Scaring school children won’t keep them safe
Even though it’s almost 20 years ago now, I still vividly remember the moment when the young woman pulled back her sleeve and showed me the scar. The whole terrifying story was written there, just below the elbow.
On 8 July 1996, nursery teacher Lisa Potts and her group of four-year-olds were enjoying a teddy bears’ picnic in the playground of St Luke’s school in Wolverhampton, when a man vaulted the hedge and began slashing at them with a machete. Seven people, including three children, were injured as a result.
It could have been much worse. Lisa put her arm in the way to defend her class. I’ll never forget how she described to me calmly hurrying the children inside while trying to hide from them her almost-severed arm. And we’d do well to contrast Lisa, who was given the George Medal for her bravery, with those in education today.

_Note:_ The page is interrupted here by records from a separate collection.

PR #1497, opened 2023-09-14
Feat/announcement block

kishore03109:
## Problem

Announcement block editing in homepage according to [figma](https://www.figma.com/file/7OtNYkc4s9BkFk05ConEbd/%E2%AD%90-V1.5-Master?type=design&node-id=14719-162567&mode=design&t=vyPgS9YRM4DGGoo0-4). 

## Solution
In the interest of consistency, similar approach to key_highlights in the hero banner. 

**Breaking Changes**

  - Details ...

https://github.com/isomerpages/isomercms-frontend/assets/42832651/ecfc0d90-ea10-446f-9652-2c2b6090fb57

## Tests
- [ ] Go into edit homepage 
- [ ] Click on add new announcement
- [ ] Ensure that when new announcements are created, they are created from the top
- [ ] Ensure that save button is not available when errors are present
- [ ] Ensure that when there are errors in the announcement item there is a red outline in both
       1. The annoucemnet item
       2. The entire announcement block
- [ ] You can drag and drop announcements 
- [ ] When one announcement block is clicked, you cannot add more announcement blocks (only allowed <= 1 announcement block)
- [ ] You can only add up to 5 announcement items (only allowed <= 5 announcement items) 
- [ ] When save is clicked + page is refreshed, the announcement persists -> suggests that the changes were sucessfully published to gh. 

## Known limitations 
- Announcement does not open up on create. (I attempted to use `displayAnnouncements` for this but somehow it is not working as intended. Filing a ticket here.)
- Implementing unique keys in `AnnouncementBody.tsx`. Since we are rendering components over a map, each element would require a unique key. However, when I did do it the re-renders were visible + triggered an off-focus 😱. Have anyone solved this problem before? 
Screenshot 2023-09-15 at 2 53 03 PM. 
This key was removed in 1556850fde16a2ed911a90becfecd28caa624486

## Blockers
I think it is difficult for design to iterate give a green check here since we don't have storybook. I tried (a timeboxed) attempt it b5b41cccb6a4ae563d0098804953a4b0186f0af6 but the paddings and all were off so this attempt does not yield the benefits that I was hoping for. Since this to be shipped soon, for now Ill document the flows in video form to get Design's [@sehyunidaaa] approval first. 

## Note to reviewers
This PR is too bulky for my taste, I am seeking feedback on how I could have split this PR up (or if this PR size is actually ok).


src/utils/validators.js
```diff
@@ -803,13 +915,6 @@ const validateDayOfMonth = (month, day) => {
   }
 }
 
-const validateNonFutureDate = (dateStr) => {
```
kishore03109, line 806: Note: this is not removed, but shifted up + renamed to group similar functions tgt

src/layouts/components/Homepage/AnnouncementBody.tsx
```diff
@@ -0,0 +1,224 @@
...
+    onChange,
+    onCreate,
+    onDelete,
+    onDisplay,
+  } = useEditableContext()
+  return (
+    <Box w="full">
+      <DragDropContext onDragEnd={onDragEnd}>
+        <Editable.Droppable editableId="announcement">
+          <VStack spacing="1.25rem" align="flex-start" p={0} />
```
dcshzj, line 44: Hmm was this self-closing `<VStack>` intended?

src/layouts/components/Homepage/AnnouncementBody.tsx
```diff
@@ -0,0 +1,224 @@
...
+          <Text mt="1.5rem" textStyle="h6">
+            Announcements
+          </Text>
+          <Text mt="0.5rem" textStyle="body-2" textColor="base.content.medium">
+            You can display up to 5 announcements at a time. Newly added
+            announcements are shown on the top of the list
```
dcshzj, line 50: Can we use `MAX_ANNOUNCEMENTS` instead of "5" here?

src/layouts/components/Homepage/AnnouncementBody.tsx
```diff
@@ -0,0 +1,224 @@
...
+      </DragDropContext>
+      <Button
+        id={`announcement-${announcementItems.length}-create`}
+        onClick={() => onCreate({ target: { id: "announcement" } })}
+        variant="outline"
+        w="full"
+        leftIcon={<BiPlus fontSize="1.5rem" />}
+        isDisabled={announcementItems.length >= MAX_ANNOUNCEMENTS}
+      >
+        Add Announcement
```
dcshzj, line 220: Might need to check with design on this text copy ("Add announcement" or "Add new announcement").

src/layouts/components/Homepage/AnnouncementBody.tsx
```diff
@@ -0,0 +1,224 @@
...
+              <Editable.Section px={0} spacing="0.75rem" py="1.5rem">
+                {announcementItems.map(
+                  (
+                    {
+                      title: announcementTitle,
+                      date: announcementDate,
+                      announcement: announcementContent,
+                      link_text: announcementLinkText,
+                      link_url: announcementLinkUrl,
+                    },
```
dcshzj, line 68: Not a functional comment but just wondering if it would be better to just have `announcement` object here, then call things like `announcement.title` below.

src/layouts/components/Homepage/AnnouncementBody.tsx
```diff
@@ -0,0 +1,224 @@
...
+                          </FormControl>
+                          <FormControl
+                            isInvalid={
+                              !!errors.announcementItems[announcementIndex].date
+                            }
+                            isRequired
+                          >
+                            <FormLabel>Date</FormLabel>
+                            <DatePicker
+                              placeholder="announcement description"
```
dcshzj, line 111: Might not be needed? The placeholder texts might need to adjust.

dcshzj (commented):
Not a complete review yet, left EditHomepage.jsx but have some concerns regarding frontmatter

src/types/homepage.ts
```diff
@@ -146,6 +154,10 @@ export const EditorHomepageFrontmatterSection = {
     section: EditorHomepageFrontmatterSection
   ): section is AnnouncementsFrontmatterSection =>
     !!(section as AnnouncementsFrontmatterSection).announcements,
+  isAnnouncement: (
+    section: PossibleEditorSections
+  ): section is AnnouncementOption =>
+    !!(section as AnnouncementOption).announcement,
```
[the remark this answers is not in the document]
kishore03109: ill remove

src/layouts/EditHomepage/EditHomepage.jsx
```diff
@@ -139,6 +157,7 @@ const EditHomepage = ({ match }) => {
     image: "",
     notification: "",
     sections: [],
+    announcements: {},
```
dcshzj, line 160: Should `announcements` be inside `sections` instead? It is on the same level as `infopic` and `infobar`.

Actually I quite confused, the `onFieldChange` part puts the announcements inside `sections`, which is the correct behaviour. Perhaps this part is not needed?

src/layouts/EditHomepage/EditHomepage.jsx
```diff
@@ -267,6 +292,32 @@ const EditHomepage = ({ match }) => {
...
+          if (section.announcements) {
+            sectionsErrors.push({
+              announcements: getErrorValues(ANNOUNCEMENT_BLOCK),
+            })
+            announcementItemErrors = _.map(
+              section.announcements.announcement_items,
+              () => getErrorValues(ANNOUNCEMENT_SECTION)
+            )
+            if (!section.announcements.announcement_items) {
+              // define an empty array to announcement_items to prevent error
```
dcshzj, line 304: Just checking, will we allow for having the announcements block without any announcement item?

src/layouts/EditHomepage/EditHomepage.jsx
```diff
@@ -1109,6 +1315,19 @@ const EditHomepage = ({ match }) => {
                         subtitle={INFOBAR_SECTION.subtitle}
                         onClick={() => onClick(INFOBAR_SECTION.id)}
                       />
+                      {/* NOTE: Check if the sections contain any `announcement` 
+                                and if it does, prevent creation of another `resources` section
```
dcshzj, line 1319: nit: `resources` -> `announcements`

src/utils/validators.js
```diff
@@ -171,6 +178,20 @@ export const MEDIA_SETTINGS_TITLE_MIN_LENGTH = 6
...
+  const chosenDate = new Date(dateStr)
+  const daysDiff = today - chosenDate
+  return daysDiff >= 0
+}
+
+const validateNonFutureAnnouncementDate = (dateStr) => {
+  const today = new Date(moment().tz("Asia/Singapore").format("YYYY-MM-DD"))
+  const IsoDateStr = dateStr.split("/").reverse().join("-")
+  const chosenDate = new Date(IsoDateStr)
+  return today > chosenDate
```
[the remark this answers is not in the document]
kishore03109: Oh semantically they are the same! But for consistency sake, I have modified this to be the same! 
To be clear, if the today's date is the default date, it should be valid (part of the testing plan + video should have this functionality!)

src/utils/validators.js
```diff
@@ -218,6 +239,57 @@ const validateHighlights = (highlightError, field, value) => {
   return newHighlightError
 }
 
+const validateAnnouncementItems = (announcementError, field, value) => {
+  const newAnnouncementError = announcementError
+  let errorMessage = ""
+  switch (field) {
+    case "title": {
+      // Title is too short
+      if (value.length < ANNOUNCEMENT_TITLE_MIN_LENGTH) {
```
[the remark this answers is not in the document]
kishore03109: good catch df7b377d50ae034d5c7ac0de8d557ae9959ec107

src/utils/validators.js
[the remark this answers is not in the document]
kishore03109: done here df7b377d50ae034d5c7ac0de8d557ae9959ec107

src/utils/validators.js
```diff
@@ -112,10 +114,16 @@ const HERO_TITLE_MIN_LENGTH = 0
...
-// const HERO_BUTTON_TEXT_MAX_LENGTH = 30;
 const HERO_DROPDOWN_MIN_LENGTH = 0
 const HERO_DROPDOWN_MAX_LENGTH = 30
+// Announcement
+const ANNOUNCEMENT_BLOCK_SUBTITLE_MAX_LENGTH = 30
+const ANNOUNCEMENT_BLOCK_TITLE_MAX_LENGTH = 50
+const ANNOUNCEMENT_TITLE_MIN_LENGTH = 0
+const ANNOUNCEMENT_TITLE_MAX_LENGTH = 100
+const ANNOUNCEMENT_DESCRIPTION_MIN_LENGTH = 0
+const ANNOUNCEMENT_DESCRIPTION_MAX_LENGTH = 100
```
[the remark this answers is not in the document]
kishore03109: xiexie df7b377d50ae034d5c7ac0de8d557ae9959ec107

src/layouts/components/Homepage/AnnouncementBody.tsx
kishore03109: nope, thanks for the catch 2c733f2cb227aed0b72daf0043228d64a01454cd

src/layouts/components/Homepage/AnnouncementBody.tsx
kishore03109: good idea 2c733f2cb227aed0b72daf0043228d64a01454cd

src/layouts/components/Homepage/AnnouncementBody.tsx
kishore03109: hey i rather destructure at the top bah. 
i didnt want to do announcement.announcement for clarity

src/types/homepage.ts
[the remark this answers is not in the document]
kishore03109: done! 82b389584a01a2eb37412da41eb416e7e00f11a0

src/layouts/EditHomepage/EditHomepage.jsx
```diff
@@ -344,6 +396,8 @@ const EditHomepage = ({ match }) => {
               },
             },
           })
+          console.log({ newSections })
+          console.log({ sections })
```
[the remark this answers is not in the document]
kishore03109: f5ad91ade834432e20a36698f1a5c1fd30133e6f

src/layouts/components/Homepage/AnnouncementBody.tsx
kishore03109: Checked with @sehyunidaaa, it is indeed `Add announcement`

src/layouts/EditHomepage/EditHomepage.jsx
kishore03109: yes this is the case

src/layouts/EditHomepage/EditHomepage.jsx
kishore03109: d035a847adeb7e59df19dd11c70882ceba8627a9

src/layouts/EditHomepage/EditHomepage.jsx
kishore03109: hey good catch, you are right this is not needed, removed it here 342581a2cfa4620a056b0334bf5187c31f9b198b

src/hooks/useDrag.tsx
```diff
@@ -241,6 +279,61 @@ const updateHomepageState = (
         newHighlightErrors
       )
     }
+    case "announcement": {
+      const announcementKeyExist = !_.isEmpty(
```
seaerchin, line 283: nit: `doesAnnouncementKeyExist`

src/hooks/useDrag.tsx
```diff
@@ -406,6 +545,45 @@ export const onDelete = (
...
+      )
+      const newAnnouncementErrors = deleteElement(
+        errors.announcementItems,
+        indexToDelete
+      )
+
+      const newDisplayAnnouncements = deleteElement(
+        displayAnnouncementItems,
+        indexToDelete
+      )
```
seaerchin, line 577: nit: some amount of repetition here as it's very similar to the above. not a big issue for now as intent is clear but we might benefit it this model extends also to other section types

src/layouts/EditHomepage/EditHomepage.jsx
```diff
@@ -267,6 +291,32 @@ const EditHomepage = ({ match }) => {
...
+                    announcements: {
+                      announcement_items: {
+                        $set: [],
+                      },
+                    },
+                  },
+                },
+              })
+            }
+          }
```
seaerchin, line 318: seems like we're following the style of the existing code here rgiht?

src/layouts/EditHomepage/EditHomepage.jsx
```diff
@@ -441,6 +492,68 @@ const EditHomepage = ({ match }) => {
           scrollTo(scrollRefs[0])
           break
         }
+        case "announcement": {
+          // The field that changed belongs to a announcements
```
seaerchin, line 496:
```suggestion
          // The field that changed belongs to announcements
```

src/layouts/EditHomepage/EditHomepage.jsx
```diff
@@ -843,6 +984,20 @@ const EditHomepage = ({ match }) => {
         return newSection
       })
 
+      // Modify announcements date time object
+      if (filteredFrontMatter.announcements) {
+        filteredFrontMatter.announcements.announcement_items = filteredFrontMatter.announcements.announcement_items.map(
+          (announcement) => {
+            return announcement.$set(
```
seaerchin, line 991: is this actually intended? `$set` doesn't exist as a primitive. do also note that this will only ever appear on our backend + templates -> will there be a visual drift? (displayed dt format on template is different from preview)

if so, maybe this modification should take place inside `onFieldChange` to preserve parity

src/layouts/EditHomepage/EditHomepage.jsx
```diff
@@ -1082,6 +1237,54 @@ const EditHomepage = ({ match }) => {
                                       />
                                     </Editable.DraggableAccordionItem>
                                   )}
+
+                                  {section.announcements &&
+                                    errors.sections[sectionIndex]
+                                      .announcements && (
```
seaerchin, line 1243: is this intended? this seems to only render if there's an error at that specific section

src/layouts/EditHomepage/constants.ts
```diff
@@ -3,6 +3,27 @@ export const RESOURCES_SECTION = {
   subtitle: "Add a preview and link to your Resource Room",
   id: "resources",
 } as const
+export const LocalDateTimeNow = new Date()
```
seaerchin, line 6: nit: either lowercase this or screaming snake (more inclined to  prev) 

**potential bug**: this seems to only construct the date **once** - ie, if i stay on this page and call this `const` again, it might not update. perhaps this should be a function instead?

src/layouts/components/Homepage/AnnouncementBody.tsx
```diff
@@ -0,0 +1,222 @@
...
+                              !!errors.announcementItems[announcementIndex].date
+                            }
+                            isRequired
+                          >
+                            <FormLabel>Date</FormLabel>
+                            <DatePicker
+                              id={`announcements-${announcementIndex}-date`}
+                              inputValue={announcementDate}
+                              onInputValueChange={(value) => {
+                                onChange({
```
seaerchin, line 113: feels like i shuold've wrapped the `onChange` ._.

src/layouts/components/Homepage/AnnouncementBody.tsx
seaerchin, line 1: skimmed - seems to be ok

src/templates/homepage/AnnouncementsSection.tsx
```diff
@@ -112,7 +113,9 @@ export const TemplateAnnouncementsSection = forwardRef<
                                   ]
                                 }
                               >
-                                {announcement.date}
+                                {moment(announcement.date, "DD/MM/YYYY").format(
+                                  "DD MMMM YYYY"
+                                )}
```
seaerchin, line 118: noted that this will reconcile the diff in view but it still feels weird to have it here (as a view level thing) rather than just doing it at the data level. this offloads responsibility to the dev next time to know this @__@

src/utils/validators.js
```diff
@@ -171,6 +178,21 @@ export const MEDIA_SETTINGS_TITLE_MIN_LENGTH = 6
...
+const validateNonFutureResourceDate = (dateStr) => {
+  const today = new Date(moment().tz("Asia/Singapore").format("YYYY-MM-DD"))
+  const chosenDate = new Date(dateStr)
+  const daysDiff = today - chosenDate
+  return daysDiff >= 0
+}
+
+const validateNonFutureAnnouncementDate = (dateStr) => {
+  const today = new Date(moment().tz("Asia/Singapore").format("YYYY-MM-DD"))
+  const IsoDateStr = dateStr.split("/").reverse().join("-")
```
seaerchin, line 190:
```suggestion
  const isoDateStr = dateStr.split("/").reverse().join("-")
```

src/utils/validators.js
```diff
@@ -218,6 +240,57 @@ const validateHighlights = (highlightError, field, value) => {
   return newHighlightError
 }
 
+const validateAnnouncementItems = (announcementError, field, value) => {
```
seaerchin, line 243: could we separate out the validation from the set? this makes it easier to reuse in the future, which was 1 blocker i faced when trying to use the existing validators

src/hooks/useDrag.tsx
kishore03109: ae0d2a82bac8433be1a4795c4dfd989ec505fa11

src/layouts/EditHomepage/EditHomepage.jsx
kishore03109: yup, this is correct

src/layouts/EditHomepage/EditHomepage.jsx
kishore03109: differing meaning, modified to this instead for clarity ce2460f28f5f85fe4c380b5d1c15b16b184313b0

src/layouts/EditHomepage/constants.ts
kishore03109: you are right, c1bb6644bb42dc6e734bf522ec550a434e4f1750

src/utils/validators.js
kishore03109: 8b5b38b2436bfee4b9b02441dc2a9e75cbccd66a

src/utils/validators.js
kishore03109: validation from the set? May I get your help to expand more on this/direct me to the part of the codebase that uses the pattern you are trying to explain?

src/layouts/EditHomepage/EditHomepage.jsx
kishore03109: Good catch, this was due to an error that I was facing where the `errors.sections[sectionIndex].announcements` was set to `undefined` for 2 renders. I wasnt able to pinpoint the exact reason here, but had to timebox the effort here + fix it temp but wrapping it around a check.

src/templates/homepage/AnnouncementsSection.tsx
kishore03109: 352dda83e9ad59e741de145591ada8630fdc7fa1

src/layouts/EditHomepage/EditHomepage.jsx
kishore03109: Hey, you make sense, mutating it only at the component level as a neater solution here, thanks for this! 352dda83e9ad59e741de145591ada8630fdc7fa1

src/hooks/useDrag.tsx
kishore03109: deprio for now ya

src/utils/validators.js
seaerchin: abit unclear wording on my end, but `validateAnnouncementItems` sets the corresponding index. in this case, it does **not** simply validate (ie, return bool + msg) but also does a side effect (setting the corresponding index). this isn't particularly important to fix _now_ because it follows the existing style of code but when we want to do simple validation that is unaware of the _structure_ of the error, will be an issue

src/layouts/EditHomepage/EditHomepage.jsx
```diff
@@ -205,17 +230,18 @@ const EditHomepage = ({ match }) => {
       }
 
       try {
-        const {
+        let {
           content: { frontMatter },
-          sha,
         } = homepageData
+        const { sha } = homepageData
```
seaerchin, line 236: nit: this change appears to have different semantics; `content` now appears to be writable now whereas previously it was only readable

src/layouts/EditHomepage/EditHomepage.jsx
```diff
@@ -1082,6 +1226,55 @@ const EditHomepage = ({ match }) => {
...
+                                          ) ||
+                                          getHasError(errors.announcementItems)
+                                        }
+                                      >
+                                        <AnnouncementSection
+                                          {...section.announcements}
+                                          title={section.announcements.title}
+                                          subtitle={
+                                            section.announcements.subtitle
+                                          }
```
seaerchin, line 1258: nit: seems like a redundant spread

src/layouts/EditHomepage/EditHomepage.jsx
```diff
@@ -1082,6 +1226,55 @@ const EditHomepage = ({ match }) => {
                                       />
                                     </Editable.DraggableAccordionItem>
                                   )}
+
+                                  {showNewLayouts &&
+                                    section.announcements &&
+                                    errors.sections[sectionIndex]
+                                      .announcements && (
```
seaerchin, line 1233: (can't see prev comment) - this was the hotfix to an issue you found previously right? could you just add a comment here explaining the issue + fix so that we have clarity going forward

src/layouts/EditHomepage/constants.ts
```diff
@@ -1,9 +1,44 @@
+import moment from "moment"
+
 export const RESOURCES_SECTION = {
   title: "Resources",
   subtitle: "Add a preview and link to your Resource Room",
   id: "resources",
 } as const
 
+export type AnnouncementSectionType = {
```
seaerchin, line 9: clarifying your intent here - the type here is nearly a constant, with the **only** possible change being `date`. this means that, for example, `title` cannot be a `string` - it has to be the _constant_ string "New Announcement". if this is intended then mark this as resolved, otherwise we might benefit from giving a more relaxed type (eg: `string`)

src/layouts/components/Homepage/AnnouncementBody.tsx
```diff
@@ -0,0 +1,240 @@
...
+  return formattedDate
+}
+
+const toCmsPanelDateFormat = (date?: string) => {
+  const formattedDate = moment(date, "DD MMMM YYYY", true).format("DD/MM/YYYY")
+  if (formattedDate === "Invalid date") {
+    return date
+  }
+  return formattedDate
+}
```
seaerchin, line 44: nit: quite hard to tell apart at first glance, can just add a comment on either one stating the difference so ppl don't edit/delete accidentally

src/types/homepage.ts
```diff
@@ -20,6 +20,16 @@ export type HighlightOption = {
...
 
+export type AnnouncementOption = {
+  title: string
+  date: string
+  announcement: string
+  link_text: string
+  link_url: string
+}
+
+export type AnnouncementError = AnnouncementOption
```
seaerchin, line 31: not important _now_ but hte lack of a discriminant property (eg: `kind: 'error' | 'option'`) means that checking if this is actualy error or not is upheld by devs rather than the type system.

src/layouts/components/Homepage/InfobarBody.tsx
```diff
@@ -89,7 +89,7 @@ export const InfobarBody = ({
       </FormControl>
       <Button
         id={`section-${index}`}
-        onClick={() => onDelete(`section-${index}`, "Infobar Section")}
```
seaerchin, line 92: can i get context on why did we delete this?

seaerchin (commented):
mostly sanity checks

src/layouts/components/Homepage/AnnouncementBody.tsx
```diff
@@ -0,0 +1,240 @@
...
+                            isRequired
+                          >
+                            <FormLabel>Date</FormLabel>
+                            <DatePicker
+                              id={`announcements-${announcementIndex}-date`}
+                              inputValue={toCmsPanelDateFormat(
+                                announcementDate
+                              )}
+                              onInputValueChange={(value) => {
+                                console.log({ value })
```
seaerchin, line 130: could we also remove this?

src/layouts/components/Homepage/InfobarBody.tsx
kishore03109: The modal already renders section. 
Rn in prod we repeat section twice 
Screenshot 2023-09-20 at 7 12 28 PM

src/layouts/components/Homepage/AnnouncementBody.tsx
kishore03109: c9816a6d18975d38286812cac138cd43c341f91b

src/layouts/EditHomepage/constants.ts
kishore03109: hey yup you are right, relaxed [here](70c135bee8c2cf96af40ded17b92e980c3eab16d)

src/layouts/components/Homepage/AnnouncementBody.tsx
kishore03109: 4883ebf13a13fc7a253afb1dd7634a9649f2c32c

src/layouts/components/Homepage/InfobarBody.tsx
seaerchin: good catch!

src/layouts/EditHomepage/EditHomepage.jsx
kishore03109: Hey yes this is the case. There was a bug when the key was undefined, but its still valid frontmatter state. As such, I just refine an empty array so that our FE does not throw any error.

src/layouts/EditHomepage/EditHomepage.jsx
kishore03109: bc5d4392058ab27614786f80b8713db69293800a

src/layouts/EditHomepage/EditHomepage.jsx
kishore03109: ef614d16eb6a7c4eed4d74329c310e5f4a00cb69

src/types/homepage.ts
kishore03109: ok, to prior if we touch this part in the future + find it painful ya

src/utils/validators.js
kishore03109: hmm ok, am inclined to keep it as is for consistency with the rest of the local code, will modify if future pain points warrant it?

seaerchin (approved):
lgtm (i think); given the scope of the PR, maybe a better structure would've been to:

1. PR for changes in logical model (`useDrag` + related files) 
2. add in components for views 
3. add in additional functionality like feature flag etc

kishore03109:
@seaerchin ps need to your look at small additional commit (the others shd be trivial)  
[8c46a2c](https://github.com/isomerpages/isomercms-frontend/pull/1497/commits/8c46a2cbdefc5e6db696da515595321f7e95e6f4)

seaerchin (approved):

In the wake of this year’s terrorist attacks and the Grenfell tragedy, staff at universities, schools and colleges have been receiving training in what to do in emergency situations. This has included cases of fire, even though schools are already required to have termly fire drills, and weapons incidents, even though school shootings in the UK are incredibly rare. Aggressive parents and, bizarrely, animal attacks are also being covered.
Now the NASUWT teaching union has ramped up the panic even further, calling on the government to roll out a coordinated strategy for lockdowns in schools.
To show what a lockdown might look like, a BBC TV crew visited Reinwood Junior School in Huddersfield. Tannoys relayed pre-recorded messages while pupils hid under tables and their teachers drew the blinds and switched off the lights. It looked like something from of the days of US Cold War paranoia.
What do headteachers think they will achieve by taking on the role of Panicker-in-Chief? Don’t they realise children can’t learn anything when they live in a climate of fear?
As we all know, attacks on schools are incredibly rare. Entering a modern school involves buzzer-controlled locked gates, double-entry reception areas and a Checkpoint Charlie-style security-clearance regime, backed up by CCTV and specialist security staff. Most corridors these days have swipe-pass doors and all staff wear photo-ID. Visitors are not even permitted to go to the toilet unaccompanied. It is also now routine for local police officers to pop in and walk around the building.
In short, our schools are safer than they ever have been, and the emergency services respond to the merest suggestion of an incident. A few bottles of nitric acid happened to leak at my school last month, and within minutes four fire engines, an ambulance and a dedicated crisis-management specialist turned up.
The likelihood of a serious, life-threatening situation involving school children is remote. The real danger here is of unwittingly teaching children that hiding in the dark is just part of life. We aren’t working to keep them safe, we’re inviting them into our worst nightmares.
As a teacher, I take my duty to protect my children very seriously. And while we’ll never be able to eliminate all dangers, we should be prepared to step up to ensure their safety. But we shouldn’t treat these things as routine. Rather, we should hope that, in those most grave and unlikely of circumstances, we’d show some of the bravery of Lisa Potts.